In this example are two source data sets and two calculation functions. calcExample only depends on readData while calcExample2 depends on both data sources.

fp <- madrat:::fingerprint("calcExample", details = TRUE, packages = "madrat")
  fp2 <- madrat:::fingerprint("calcExample2", details = TRUE, packages = "madrat")

Looking at the fingerprints this is reflected in the hash components of each fingerprint (please NOTE that the source folders are not hashed in this example as they do not exist yet. If they exist they would show up here as well as hash components). One can see, that the hash for readData is the same in both fingerprints but as the other hashes differ also the resulting fingerprint for both calculations is different.

readData <- function() return(99)
fp <- madrat:::fingerprint("calcExample", details = TRUE, packages = "madrat")
fp2 <- madrat:::fingerprint("calcExample2", details = TRUE, packages = "madrat")

Changing the readData function changes the hash of this function and thereby also the fingerprints of both calc functions even so the hash of the calc functions itself did not change.

readData2 <- function() {
    "!# @monitor madrat:::toolAggregate"
    return(99)
  }
fp <- madrat:::fingerprint("calcExample", details = TRUE, packages = "madrat")
fp2 <- madrat:::fingerprint("calcExample2", details = TRUE, packages = "madrat")

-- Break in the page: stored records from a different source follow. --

PR #1070, opened 2024-04-29
refactor: simplify useNotifications

setchy:
🧼 consolidate response handling for both github cloud and github server accounts.

### DIFF
--- a/src/hooks/useNotifications.ts
+++ b/src/hooks/useNotifications.ts
@@ -105,22 +105,17 @@ export const useNotifications = (): NotificationsState => {
         ...getEnterpriseNotifications(),
       ])
         .then(([...responses]) => {
-          // Remove any undefined responses
-          const accountResponses = responses.filter(
-            (accountResponse) => !!accountResponse,
-          );
-          const accountsNotifications: AccountNotifications[] =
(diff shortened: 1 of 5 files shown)


src/hooks/useNotifications.ts
```diff
@@ -79,15 +79,13 @@ export const useNotifications = (): NotificationsState => {
...
     async (accounts: AuthState, settings: SettingsState) => {
       function getGitHubNotifications() {
-        if (!isGitHubLoggedIn(accounts)) {
-          return;
+        if (isGitHubLoggedIn(accounts)) {
+          return listNotificationsForAuthenticatedUser(
+            Constants.DEFAULT_AUTH_OPTIONS.hostname,
+            accounts.token,
+            settings,
+          );
```
afonsojramos, line 87: I'm not sure about this change. We had a explicit return before, and now it is implicit, even though we get cleaner code... What do you think?

afonsojramos (approved):

src/hooks/useNotifications.ts
setchy: Great feedback.  I've reverted this section back to it's previous explicit early return form.

PR #1080, opened 2024-05-02
refactor: broaden try/catch and add coverage

setchy:
Move the try/catch to the main entry, `getGitifySubjectDetails` and add test coverage


afonsojramos (approved):
Much better, thanks!

PR #1085, opened 2024-05-05
refactor: extract discussions api calls into client

setchy:
Extract the discussions GraphQL API call into our api/client, along with the GQL operation document and supporting helpers


afonsojramos (approved):
Nice cleanup! There's always more! ahaha 🧽

PR #1092, opened 2024-05-08
feat: delay notification removal

### LINKED ISSUE #319: Stop re-ordering notifications when I mark one as read
I find it disorienting that notifications rearrange when I am marking some of them as 'read'. Since they group by repo, if I mark one the newest notification from repo B as read, this may cause repo A to jump ahead of repo B in the list. 

This can cause mis-clicks and certainly makes me feel like the rug has been yanked out from underneath me.

I would suggest only re-ordering when new results come from the server and/or when the window is closed or blurred and subsequently opened/focused.

setchy:
Add new **Notification Settings** which allows users to "delay" notifications from being removed from Gitify upon user interactions (marked as done, marked as read, open).

When enabled, notification rows will be set temporarily as opaque until they're removal upon next refresh (scheduled or user initiated).

Defaulted to disabled.

**Demo**
https://github.com/gitify-app/gitify/assets/386277/812a2f1c-0a15-406d-91c1-00210b432387

Closes #319

### DIFF
--- a/src/utils/remove-notification.test.ts
+++ b/src/utils/remove-notification.test.ts
@@ -3,6 +3,8 @@ import {
   mockedSingleAccountNotifications,
   mockedSingleNotification,
 } from '../__mocks__/mockedData';
+import Constants from './constants';
+// import Constants from './constants';
 import { removeNotification } from './remove-notification';
 
 describe('utils/remove-notification.ts', () => {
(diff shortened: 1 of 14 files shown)


src/utils/remove-notification.test.ts
```diff
@@ -1,7 +1,10 @@
+import { mockSettings } from '../__mocks__/mock-state';
 import {
   mockedSingleAccountNotifications,
   mockedSingleNotification,
 } from '../__mocks__/mockedData';
+import Constants from './constants';
+// import Constants from './constants';
```
afonsojramos, line 7:
```suggestion
```

afonsojramos (approved):

afonsojramos:
Nice one! Interesting feature, definitely one that feels weird at first but then feels useful!

setchy:
> Nice one! Interesting feature, definitely one that feels weird at first but then feels useful!

I know right!  I think it's actually one that I might personally enable

PR #1094, opened 2024-05-08
refactor(discussions): use API to get latest comment and reply

setchy:
Instead of comparing createdAt timestamps, we can use the GraphQL query variables to fetch the latest comment and latest reply

### DIFF
--- a/src/utils/helpers.ts
+++ b/src/utils/helpers.ts
@@ -117,10 +117,10 @@ async function getDiscussionUrl(
 
     const comments = discussion.comments.nodes;
 
-    const latestCommentId = getLatestDiscussionComment(comments)?.databaseId;
+    const latestComment = getLatestDiscussionComment(comments);
 
-    if (latestCommentId) {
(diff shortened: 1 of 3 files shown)


src/utils/helpers.ts
```diff
@@ -155,10 +156,13 @@ export function getLatestDiscussionComment(
     return null;
   }
 
-  return comments
-    .flatMap((comment) => comment.replies.nodes)
-    .concat([comments[comments.length - 1]])
-    .reduce((a, b) => (a.createdAt > b.createdAt ? a : b));
+  // Return latest reply if available
+  if (comments[0].replies.nodes.length === 1) {
+    return comments[0].replies.nodes[0];
```
afonsojramos, line 161: So it already comes in the right order? Why were we doing all of that logic then 😂

afonsojramos (approved):

src/utils/helpers.ts
setchy: Exactly!

PR #1097, opened 2024-05-08
feat: ensure app is launched minimized

### LINKED ISSUE #678: Add option to launch minimized

On Linux, I added `gitify` to my DEs autostart. Now, the window pops up during every start instead of being started in the background.

As there is no `--help` switch on the CLI, I can't check for any `--background`.

### ➕ Additional Information

_No response_

setchy:
Closes #678 

Note: I haven't been able to test this on Linux.

But what I did do was an inverse test on macOS (eg: `menubarApp.showWindow()` and confirm that the window is shown/opened on each startup).


afonsojramos:
@killermoehre can you maybe test this locally?

setchy:
> @killermoehre can you maybe test this locally?

Build artifacts: https://github.com/gitify-app/gitify/actions/runs/9007865758

killermoehre:
> @killermoehre can you maybe test this locally?

How do I test this function? I downloaded the `.AppImage`, but there is no option to toggle the behavior depending on launch via CLI and launch via Autostart.

Without any parameter, the application is actually launched in the foreground, so no, it doesn't work, yet

killermoehre:
I don't use `gitify` anymore, actually. So I'm sorry, no help here.
Also, I don't see what a video should do here. I start the application via `./Gitify-5.5.0.AppImage` and the window opens, after the update check is done.

OTOH, if I now click on the icon in the status tray, no window opens.

PR #1103, opened 2024-05-10
feat: use `last_read_at` timestamp when available

setchy:
Prefer last_read_at time when available.  Helpful in conditions where you open a notification, then mark is as unread.  Most noticeable when a decent amount of time has lapsed between reading and unreading. 

**Before**
Screenshot 2024-05-10 at 4 43 39 PM

**After**
Screenshot 2024-05-10 at 4 43 18 PM


setchy:
Hard to tell if this is a regression in the GitHub API around how they set `updated_at` timestamps... the GQL queries to fetch discussions are also failing when previously I'm sure they were OK...  Perhaps we wait a bit to see how this pans out

afonsojramos (approved):
I see, so switching between unread/read would update the notification, that makes sense!

PR #1104, opened 2024-05-10
refactor(discussions): search syntax

setchy:
🧼 further simplification - i feel we get enough filtering from the GraphQL response that we can avoid some client-side processing

- rename and move search syntax function into graphql/utils.ts
- simplify search syntax to remove updated:>timestamp+padding  
- simplify post results filtering subscription state (if you mark as done and then mark as undone, your subscription is set to IGNORED)
- fetch the first 5 discussions

### DIFF
--- a/src/utils/api/client.ts
+++ b/src/utils/api/client.ts
@@ -20,7 +20,8 @@ import { apiRequestAuth } from './request';
 import { print } from 'graphql/language/printer';
 import Constants from '../constants';
 import { QUERY_SEARCH_DISCUSSIONS } from './graphql/discussions';
-import { formatSearchQueryString, getGitHubAPIBaseUrl } from './utils';
+import { formatAsGitHubSearchSyntax } from './graphql/utils';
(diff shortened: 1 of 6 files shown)


src/utils/api/client.ts
```diff
@@ -249,14 +250,30 @@ export async function searchDiscussions(
...
     query: print(QUERY_SEARCH_DISCUSSIONS),
     variables: {
-      queryStatement: formatSearchQueryString(
+      queryStatement: formatAsGitHubSearchSyntax(
         notification.repository.full_name,
         notification.subject.title,
-        notification.updated_at,
       ),
-      firstDiscussions: 10,
+      firstDiscussions: 1,
```
afonsojramos, line 257: What's the impact of this?

afonsojramos: Nevermind, got it, we were never looking at the rest of the comments, only to the latest

afonsojramos (approved):

PR #1112, opened 2024-05-14
feat: improve enterprise login

mashiro:
Fixed the following issues with GitHub Enterprise.

1. Settings now support logging in with pat, or logging in with oauth app, after the initial login.
2. Fixed a bug that caused the settings page to go blank when logged in only to github enterprise. Closes https://github.com/gitify-app/gitify/issues/1130
3. ~Multiple logins to github enterprise are now possible with a personal token and the github app.~ planned to 5.7.x


src/routes/LoginEnterprise.tsx
```diff
@@ -52,19 +50,9 @@ export const validate = (values: IValues): IFormErrors => {
...
 export const LoginEnterpriseRoute: FC = () => {
-  const {
-    accounts: { enterpriseAccounts },
-    loginEnterprise,
-  } = useContext(AppContext);
+  const { loginEnterprise } = useContext(AppContext);
   const navigate = useNavigate();
 
-  useEffect(() => {
-    if (enterpriseAccounts.length) {
```
setchy, line 62: I love that we're extending this to support multiple enterprise accounts. Awesome!

This logic which limits Enterprise Accounts to at most 1 is here since there currently isn't a way to view all accounts, or edit/remove accounts.  

I have been dabbling on two similar changes

- View accounts: https://github.com/gitify-app/gitify/tree/feature/accounts-view
- Support multiple accounts (GitHub or GitHub Enterprise) - https://github.com/gitify-app/gitify/tree/refactor/accounts

My suggestion for this PR would be to defer this change until the above items are addressed

setchy (changes requested):

main.js
```diff
@@ -41,6 +41,8 @@ const mb = menubar({
 });
 
 mb.on('ready', () => {
+  require('@electron/remote/main').enable(mb.window.webContents);
```
setchy, line 44: Correct me if I'm wrong, but this looks to re-introduce electron/remote, which we're wanting to remove in https://github.com/gitify-app/gitify/issues/650

@brandonweiss also has a draft PR for fixing our auth windows - https://github.com/gitify-app/gitify/pull/654

mashiro: I'm not well-versed in this implementation, and as long as authentication via PAT is possible, it's sufficient for me. Therefore, it's fine to exclude this part from the implementation.

src/routes/LoginEnterprise.test.tsx
```diff
@@ -75,35 +74,6 @@ describe('routes/LoginEnterprise.tsx', () => {
     expect(validate(values).clientSecret).toBe('Invalid client secret.');
   });
 
-  it('should receive a logged-in enterprise account', () => {
```
setchy, line 78: is there a reason why this test case has been removed?

src/routes/Settings.tsx
```diff
@@ -1,5 +1,6 @@
 import {
```
setchy, line 1: I like the changes you've made to Settings @mashiro

src/routes/Settings.tsx
```diff
@@ -75,13 +77,15 @@ export const SettingsRoute: FC = () => {
 
   useMemo(() => {
     (async () => {
-      const response = await getRootHypermediaLinks(
-        Constants.DEFAULT_AUTH_OPTIONS.hostname,
```
setchy, line 79: perhaps this should get the RootHypermediaLinks by conditionally pass the hostname (eg: GitHub ?? EnterpriseAccounts)

src/routes/LoginEnterprise.test.tsx
mashiro: It was a test for page transition when already logged in with enterprise.
Since I removed that restriction, this test case is no longer needed.

src/routes/Settings.tsx
mashiro: I considered addressing this, but it would introduce the concept of a primary account, which could complicate the implementation. Therefore, I opted for the simplest solution.

setchy: @afonsojramos - thoughts on whether the scopes check is still required?  A few months back I did do a lot of testing locally and couldn't find a scenario where I didn't have permissions to make the necessary API calls for detailed notifications (previously called colors).  Removing this would simplify the above convo

afonsojramos: Sorry for the late reply, had a couple of intense days

setchy: I agree

I think we're pretty well covered with:
* dedicated error page for Missing Scopes
* Settings tooltips explaining whats required
* new login flow via `Generate a PAT` selects all the required scopes

I'll raise a PR shortly to simplify this

setchy: https://github.com/gitify-app/gitify/pull/1127

setchy:
thank for your patience @mashiro.  fyi - i'll push an update to this feature branch shortly to help move this enhancement along.  watch this space 😃

setchy:
Updates pushed.  @mashiro @afonsojramos - appreciate some feedback.  

the Settings changes now support logging in with pat, or logging in with oauth app, after the initial login.

it is still constrained to at-most one of each.  in v5.7.x we'll focus on adding account views and a new account type model to support adding any number of each. 💪

mashiro:
@setchy Looks good!

setchy (approved):
Thank you @mashiro ❤️

PR #1142, opened 2024-05-25
refactor(mocks): use consistent naming

setchy:
Refactor mocks to use consistent naming convention. 

I also moved github response mocks under the `/api/` folder so they don't get intermingled with application mocks


afonsojramos (changes requested):
I don't think naming things `mocked` over `mock` is the standard... Take a look at vitest's mocking section. They are mocks, not a "mocked" X. Same goes for Jest, mockFn, not mockedFn 🤔

setchy:
> I don't think naming things `mocked` over `mock` is the standard... Take a look at vitest's mocking section. They are mocks, not a "mocked" X. Same goes for Jest, mockFn, not mockedFn 🤔

Take 2 😄

afonsojramos (approved):

PR #1324, opened 2024-07-01
chore: automatically open devtools on local development

afonsojramos:
I'd argue the "old" settings were not really useful, so I've also removed them.

### DIFF
--- a/CONTRIBUTING.md
+++ b/CONTRIBUTING.md
@@ -30,6 +30,8 @@ To run the **electron app**:
 pnpm start
 ```
 
+To reload the app with the changes that `pnpm watch` has detected, you can use the `CmdOrCtrl+R` shortcut.
+
 ### Tests
 
 There are 2 checks:
--- a/src/electron/main.js
+++ b/src/electron/main.js
@@ -35,16 +35,12 @@ const browserWindowOpts = {
 
 const contextMenu = Menu.buildFromTemplate([
   {
-    label: 'View',
-    submenu: [
-      { role: 'reload' },
-      { role: 'toggleDevTools' },
-      { type: 'separator' },
-      { role: 'resetZoom' },
-      { role: 'zoomIn' },
-      { role: 'zoomOut' },
-    ],
+    role: 'reload',
   },
+  {
+    role: 'toggleDevTools',
+  },
+  { type: 'separator' },
   {
     label: 'Quit',
     click: () => {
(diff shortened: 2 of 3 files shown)


CONTRIBUTING.md
```diff
@@ -30,6 +30,8 @@ To run the **electron app**:
 pnpm start
 ```
 
+To reload the app with the changes that `pnpm watch` has detected, you can use the `CmdOrCtrl+R` shortcut.
```
setchy, line 33: Handy tip 😎

src/electron/main.js
```diff
@@ -77,16 +77,13 @@ app.whenReady().then(async () => {
 
     // DevTools configuration
     mb.window.webContents.on('devtools-opened', () => {
```
setchy, line 79: I'm not too sure what type of experience you're looking for with these changes... 

To me, this is less useful DX...  My local dev/debug flow uses Cmd+Opt+I a lot, along with resizing the window so that I can see the Chrome console, network tab or local storage in full.  These changes for me would make it much harder to locally dev/debug

src/electron/main.js
```diff
@@ -77,16 +77,13 @@ app.whenReady().then(async () => {
...
+        mb.window.setAlwaysOnTop(true);
     });
 
-    mb.window.webContents.on('devtools-closed', () => {
-      const trayBounds = mb.tray.getBounds();
-      mb.window.setSize(browserWindowOpts.width, browserWindowOpts.height);
-      mb.positioner.move('trayCenter', trayBounds);
-      mb.window.resizable = false;
+    mb.window.on('ready-to-show', () => {
+      if (process.env.NODE_ENV === 'development')
```
setchy, line 85: not sure why, but for me when running this locally it didn't auto-show 🤷‍♂️

setchy (changes requested):

src/electron/main.js
afonsojramos: Ah, I see! I use the devtools detached on a new window, but what you are saying makes sense for you usage style.

afonsojramos: Maybe a solution with both might be useful to everyone then, aka, just adding the setAlwaysOnTop?

src/electron/main.js
afonsojramos: Gone!

setchy (approved):
might be nice to only show the dev context menu items (reload, toggledevtools) if running locally, but otherwise lgtm!

afonsojramos:
We're all developers here, so why not 🤠 Maybe it sparks interest in someone contributing 🤞

PR #1330, opened 2024-07-04
feat(sidebar): highlight selected route

setchy:
Highlight sidebar button when route being shown


bmulholland:
I expected to love it, but found the video confusing. I think it's because only two icons change color? Also, something about the red throws me off, like it's an error state.

That could just be because I'm not the one controlling it, though. So may or may not be valid feedback :)

bmulholland (approved):
Code looks good :)

setchy:
> I expected to love it, but found the video confusing. I think it's because only two icons change color? Also, something about the red throws me off, like it's an error state.
> 
> That could just be because I'm not the one controlling it, though. So may or may not be valid feedback :)

It's meant to be orange, but agree it does come across differently.  Is there a different color you think would work well?

afonsojramos:
Maybe no color, but a little triangle next to it? Let me draw something up!

afonsojramos:
Like this? 
image

Otherwise, I'd just stick with the color on hover.

setchy:
Or using a dot (ignore formatting/alignment for now) with matching icon color

Screenshot 2024-07-08 at 11 10 32 AM
Screenshot 2024-07-08 at 11 10 37 AM

afonsojramos:
image
This is too packed. I say let's go with the hover's opacity, simpler implementation and cleaner UI

bmulholland:
Yeah I agree that moving the icon would be weird.

setchy:
agree, didn't intend for the icons to move around in the final version, hence the `(ignore formatting/alignment for now)` comment.

Nonetheless, will look to update the hover opacity instead

setchy:
Me again 😅 

How about a simple tailwind ring?

Screenshot 2024-07-09 at 9 24 27 AM
Screenshot 2024-07-09 at 9 24 34 AM

bmulholland:
I like the ring. Personal opinion though.

setchy:
Updated to use a shadow. imho, this is the best of the options explored above. 


https://github.com/user-attachments/assets/a443b79d-30e6-42b5-94a5-e6862a95ce8b

setchy:
Moving back to draft as @afonsojramos is looking into some things on his side

setchy:
Closing this concept for now - I'll raise a separate PR just for updating the accounts route

PR #1362, opened 2024-07-11
build: revert to use pnpx

setchy:
see https://github.com/gitify-app/gitify/pull/1357#issuecomment-2221751031

### DIFF
--- a/.husky/pre-commit
+++ b/.husky/pre-commit
@@ -1,1 +1,1 @@
-pnpm lint-staged
+pnpx lint-staged


afonsojramos:
Obviously that pnpx works, but you should check your config first here, because it should work 👀

afonsojramos:
But to be honest, shouldn't be much of an issue. And lint-staged actually recommends this config, so I'll excuse myself here

afonsojramos (approved):

PR #1376, opened 2024-07-13
feat(settings): open links in foreground or background

setchy:


afonsojramos:
I suppose here is where @bmulholland's point comes into play the most. Why not just leave this as a cmd + click action, and remove the setting altogether?

bmulholland (approved):

bmulholland:
I still don't mind Cmd+Click, but do wonder about discoverability.

afonsojramos (approved):

PR #1389, opened 2024-07-17
feat: mark notification as read to allow transition effects time

setchy:
Currently, there is no delay to allow the transition effect time to perform.  Switching back to an explicit "mark as read" buys us some time and now displays the notification transition effect


bmulholland:
Plus:
Screenshot 2024-07-17 at 14 45 35

bmulholland (approved):

Issue #1395, opened 2024-07-21
Check for new versions of Gitify


bquorning:
### 📝 Provide a description of the new feature

I am always a couple of months behind the latest version, because I forget to check for updates to Gitify. Are there any plans for adding an automatic “check for new releases” feature?

setchy:
We do already use [electron-updater](https://www.npmjs.com/package/electron-updater) to perform [automated update checks](https://github.com/gitify-app/gitify/blob/f513aa3441a8f4af84beababb3dff3d6f40ff930/src/electron/main.js#L64)

bquorning:
I am using macOS Sonoma 14.5.

If the check only happens when Gitify is started (seeing `app.whenReady().then` and `on('ready'` in the code) then maybe it’s because I don’t restart my computer (or Gitify) very often.

Of course, it could also just be that I’m haven’t noticed the notifications 😅

Before manually updating Gitify next time, I’ll make sure to quit and restart it to see if I get a notification – and if not, I’ll reopen this issue.

PR #1397, opened 2024-07-21
feat: check for updates

setchy:
Based on #1395 from @bquorning 

Draft PR to consider:
- Adding a context menu for checking for updates manually
- Adding a scheduled timer to check for updates automatically (not just on app start)
- Display somewhere in the UI a visual indicator when there is a new version available


setchy:
**Latest version**
Screenshot 2024-07-22 at 10 30 23 AM

**Update available**
Screenshot 2024-07-22 at 10 31 19 AM

afonsojramos:
Love the idea, but I think the implementation in the UI is a bit weird. The behaviour that I see in these menubar apps is usually an indicator in the icon of the menubar and I think it is less intrusive and more informative at the same time, what do you think?

Example: Ollama
image
image
image

setchy:
> Love the idea, but I think the implementation in the UI is a bit weird. The behaviour that I see in these menubar apps is usually an indicator in the icon of the menubar and I think it is less intrusive and more informative at the same time, what do you think?
> 
> Example: Ollama
> image
> image
> image
> 

I like that approach. Would you be interested in helping pivot this way?

setchy:
I also like the `restart to update` context menu entry. That seems better than doing it automatically

setchy:
Another thought, maybe our menu system could adopt something like this

- check for update 
-- show status if update available 
-- show restart to update if available 
- separator
- Developer (sub menu)
-- Reload
-- Toggle Developer Tools
-- separator 
- Quit

setchy:
@afonsojramos - pushed updates to this branch that add the extra context menu elements.

Not sure the best way to update the tray icon.  We'd either need to create a new png, or, manipulate the tray title (used for notification counts) to display a visual indicator

bmulholland (approved):
Really nice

Adding a monitor control flag in readData also add this hash component to all subsequent fingerprint calculations.

calcExample2 <- function() {
    "!# @ignore readData2"
    a <- readSource("Data")
    if (FALSE) a <- readSource("Data2")
    return(a)
  }

  calcExample3 <- function() {
    a <- calcOutput("Example2")
    return(a)
  }

fp2 <- madrat:::fingerprint("calcExample2", details = TRUE, packages = "madrat")
fp3 <- madrat:::fingerprint("calcExample3", details = TRUE, packages = "madrat")

The ignore flag in calcExample2 excludes readData2 from the fingerprint calculation. But in contrast to the monitor statement this information is not forwarded to calcExample3. Hence, the latter does not only monitor madrat:::toolAggregate but also readData2!

forcecache

Before the introduction of fingerprinting forcing the use of cache files was the default approach. However, in the new setup the argument forcecache = TRUE should only be used under very specific circumstances, as it does not guarantee that the data agrees with the code of the corresponding package. In particular production runs should always use forcecache = FALSE.

A scenario in which forcecache = TRUE might still make sense are development cases in which up-to-date inputs are not required for proper function development. In these cases development can be speed up by using potentially outdated cache files as a starting point to avoid lengthy calculations of parts irrelevant for the current development stage.

If you are unsure what to use, always go with forcecache = FALSE.